OT: klipper's misbeliefs [was: NEdit & KDE loss of selection
problems]
Scott Tringali
scott.tringali at totalviewtech.com
Mon Aug 6 23:00:44 CEST 2007
Joerg Fischer wrote:
> I got it eventually. Klipper simply sets the primary selection to the
> last entry/string in its clipboard history. This happens after nedit
> adjusted the selection to the new text (eg, when shifting), and since
> there can be only one primary selection, nedit loses it. One can't
> see the new primary visually (must be hidden somewhere in klipper :-)
> but you can get it with dialog(get_selection("any")).
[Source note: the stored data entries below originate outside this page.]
PR #3629, opened 2025-12-11
Support MSC4143 RTC Transport endpoint

Half-Shot:
This implements MSC4143's backend endpoint for transports, and uses https://github.com/matrix-org/matrix-js-sdk/pull/5104 to handle it.

This changes makeTransport to:

 - Try *all* listed transports, not just the first livekit one.
 - Test all backend transports, then all well-known transports, then all config transports.


toger5:
This needs more coverage. 
It looks like throwing in a test that uses the new endpoint would get you almost to 100% since it would run thorugh both "throw levels"

src/state/CallViewModel/localMember/LocalTransport.ts
```diff
@@ -116,73 +120,134 @@ export const createLocalTransport$ = ({
 const FOCI_WK_KEY = "org.matrix.msc4143.rtc_foci";
 
 /**
+ * Determine the correct Transport for the current session, including
+ * validating auth against the service to ensure it's correct.
+ * Prefers in order:
+ *
+ * 1. The transports returned via the homeserver.
```
toger5: This should prioritize transports set in the devtools?

toger5: should mention is what I mean

toger5 (approved):
This looks sensible.

If one of them fails we always run into a hard error. Do we want automatically check if we suceed in loading one of the lower prio ones?

Half-Shot:
> This needs more coverage. It looks like throwing in a test that uses the new endpoint would get you almost to 100% since it would run thorugh both "throw levels"

Yup! Working through it

src/state/CallViewModel/localMember/LocalTransport.ts
Half-Shot: Yeah, total miss on my side.

toger5:
In other words: I am not sure if:
> Test all backend transports, then all well-known transports, then all config transports.

is actually happening. Are we really continuing to check well-known transports if backend transports fail?
**edit**
at least in the
`ex instanceof FailToGetOpenIdToken` case.
**edit**
Oh which is an issue with our HS and entirely independent of the sfu/jwt.
Liking this more and more while looking into it :)

Half-Shot:
> Oh which is an issue with our HS and entirely independent of the sfu/jwt.
Liking this more and more while looking into it :)

That was my intention yes, but seeing as it wasn't clear this needs more comments on the PR.

src/state/CallViewModel/localMember/LocalTransport.ts
```diff
@@ -116,73 +120,143 @@ export const createLocalTransport$ = ({
...
   if (urlFromDevSettings !== null) {
-    const transportFromStorage: LivekitTransport = {
+    logger.info("Using LiveKit transport from dev tools: ", urlFromDevSettings);
+    // Validate that the SFU is up. Otherwise, we want to fail on this
+    // as we don't permit other SFUs.
+    await getSFUConfigWithOpenID(client, urlFromDevSettings, livekitAlias);
+    return {
       type: "livekit",
       livekit_service_url: urlFromDevSettings,
       livekit_alias: livekitAlias,
```
fkwp: the livekit_alias is derived lk-jwt-service side and passed back to the client

src/state/CallViewModel/localMember/LocalTransport.ts
```diff
@@ -116,73 +120,143 @@ export const createLocalTransport$ = ({
...
-  client: Pick<MatrixClient, "getDomain"> & OpenIDClientParts,
+  client: Pick<MatrixClient, "getDomain" | "_unstable_getRTCTransports"> &
+    OpenIDClientParts,
   roomId: string,
   urlFromDevSettings: string | null,
 ): Promise<LivekitTransport> {
-  let transport: LivekitTransport | undefined;
   logger.trace("Searching for a preferred transport");
-  //TODO refactor this to use the jwt service returned alias.
   const livekitAlias = roomId;
```
fkwp: I think we need to tackle this TODO also with this PR

Half-Shot: When I checked the service I couldn't see this in the response struct https://github.com/element-hq/lk-jwt-service/blob/main/main.go#L60?

Both APIs want us to pass in a room, and only provide a URL and JWT?

fkwp: The information is part of the token

```
{
  "exp": 1621657263,
  "iss": "APIMmxiL8rquKztZEoZJV9Fb",
  "sub": "myidentity",
  "nbf": 1619065263,
  "video": {
    "room": "myroom",
    "roomJoin": true
  },
  "metadata": ""
}
```

where `sub` is the LiveKit participant identity and `room` what we call `livekitAlias`

Half-Shot: Right right, in that case I'll make that part of this refactor.

playwright/sfu-reconnect-bug.spec.ts
```diff
@@ -100,5 +95,4 @@ test("When creator left, avoid reconnect to the same SFU", async ({
   // https://github.com/element-hq/element-call/issues/3344
   // The app used to request a new jwt token then to reconnect to the SFU
   expect(wsConnectionCount).toBe(1);
-  expect(sfuGetCallCount).toBe(2 /* the first one is for the warmup */);
```
Half-Shot, line 103: Removed this test because `livekit/jwt/sfu/get` is called whenever we just want to validate a transport, which unfortunately happens every time we instantiate LocalTransport, which seems to happen a few times over this call.

The websocket connection test *should* be enough here as it still tests we aren't making any reconnections.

This is all
> triggered when klipper sees an empty primary selection - it doesn't
> intend to act like this if there is already a selection on the screen.
> With nedit, at the moment klipper starts there is no selection (ok an
> empty one) but then nedit surprises klipper by creating a new
> selection - rather clipboard, I mean.
In emacs when you deselect text, it doesn't set the selection to
nothing, but the last thing you had selected.
This "laggy selection" makes a bit of sense - what's the use of no
selection? - but that's not GTK and Motif operate. It's almost like
they treat it like a clipboard that's automatically populated, rather
than something you can check to see whether something is or is not
selected. Someone in Qt-land decided "there never shall be a zero
selection".
It's pretty simple to test, even with a single text widget. If I select
text, then click on another spot so there's no more visible selection,
and then middle-click, do I paste A) nothing (Motif, GTK) or B) the
previously-selected thing (Qt)?
Qt has this laggy selection, so it's no surprise that KDE follows it. I
presume this button is to make GTK apps behave more like Qt apps.